- [What to produce] Lines below that include "into" are the answer; copy each one.

START Entries provided

PR #1774, opened 2019-06-06
Makes machines use START_PROCESSING instead of our snowflake variant

DominikPanic:
The way /tg/ does it is that in Init it starts processing, but most machines have the default /process that returns PROCESS_KILL. This is a more elegant way to do it, and will unshitcode our codebase in the long term.

Here I'm either:
making New into Init for machines
Removing start_processing for init in machines since it's included at the base
Changing the calls from start_stop to START_STOP
If it's in process I'm returning the PROCESS_KILL

### DIFF
--- a/code/game/machinery/OpTable.dm
+++ b/code/game/machinery/OpTable.dm
@@ -145,7 +145,7 @@
 			icon_state = M.pulse ? "table2-active" : "table2-idle"
 			return 1
 	victim = null
-	stop_processing()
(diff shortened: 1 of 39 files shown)


Jalleo:
These PRs are a priority my tool_act PR can work around the conflicts.

spookydonut:
We went over this before, don't start them processing unless they need to process, that's shitcode.

PR #1778, opened 2019-06-06
Mass-replaces every density = 1 / 1.0 into TRUE

DominikPanic:
Same as my previous PR, don't give it priority, let me solve all the possible conflicts.

Edit: The rationale behind this is that new code should always be using TRUE, which means this is unlikely to conflict with what people are doing at the moment in a larger capacity. It's not just conflict bait, I think that this will be beneficial.


spookydonut:
Good atomisations, do this more often please

PR #1767, opened 2019-06-05
Refactor gamemode code

psykzz:
## About The Pull Request

Refactor gamemode code

## Why It's Good For The Game

The idea here being to make it easier to add new gamemodes.

PR #1781, opened 2019-06-07
Revert "Refactor gamemode code"

spookydonut:
Reverts tgstation/TerraGov-Marine-Corps#1767

There is an error that will cause a runtime related to jobbans, see original PR.


Rohesie:
Ideally we patch the errors instead of reverting it.

DominikPanic:
Fixed it in #1785

PR #1782, opened 2019-06-07
Ports /tg/ telekinesis

Rohesie:
Also adds `do_attack_animation()`, which is the usual attack animation in /tg/ when someone is hit by an object or similar.

It works and can be added to mobs by registering the signal and flipping the flag, but the reason to port this is because I want the `tk_grab` for the Shrike more than because of anything else.


code/game/atoms_movable.dm
```diff
@@ -469,6 +469,67 @@
 	return
 
 
+/atom/movable/proc/do_attack_animation(atom/A, visual_effect_icon, obj/item/used_item, no_effect)
```
psykzz: We already had `Mob.animation_attack_on(atom/A)`
Wont this conflict?

DominikPanic: It won't conflict, our code should be refactored to use this in the long term though.

code/__DEFINES/living_flags.dm
```diff
@@ -0,0 +1 @@
+#define LIVING_TK_USER (1<<0)
```
DominikPanic: Not really happy with define organization since there's already the mobs one but not sure how to feel about it.

Rohesie: Up to you. I'd rather keep the defines each on their own file, but can adapt at will.

Rohesie:
Conflict solved.

Issue #1787, opened 2019-06-07
Heavy armor item icon layers underneath outer clothing slot


ArcaneCarrot:
## Testmerges:
#1694: 'm39 on back' by Rohesie at commit 275aa8c733
#1757: 'Adds new firing sounds for some weapons' by MoXuT0 at commit 3e26b4e17c
#1758: 'Adds more explosion sounds' by MoXuT0 at commit 67c096955e
#1766: 'LOS Reduces screech effectiveness' by psykzz at commit 3f86655d11
#1785: 'Fixes a tiny typo that would break jobs.' by DominikPanic at commit 8524b1fee1
#1770: 'Adds imaginary friends for the mentors.' by DominikPanic at commit 9b229a079a

## Reproduction:
Can't click this shit, boss.
![Dunga](https://user-images.githubusercontent.com/32185313/59126034-e377a400-8918-11e9-83d5-65805ad79746.PNG)

PR #1789, opened 2019-06-07
Fixes layers of items related to actions

DominikPanic:
Fixes: #1787 
Otherwise this happens:
https://imgur.com/a/a9fTjAh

END Entries provided

- [Reply]
making New into Init for machines
Mass-replaces every density = 1 / 1.0 into TRUE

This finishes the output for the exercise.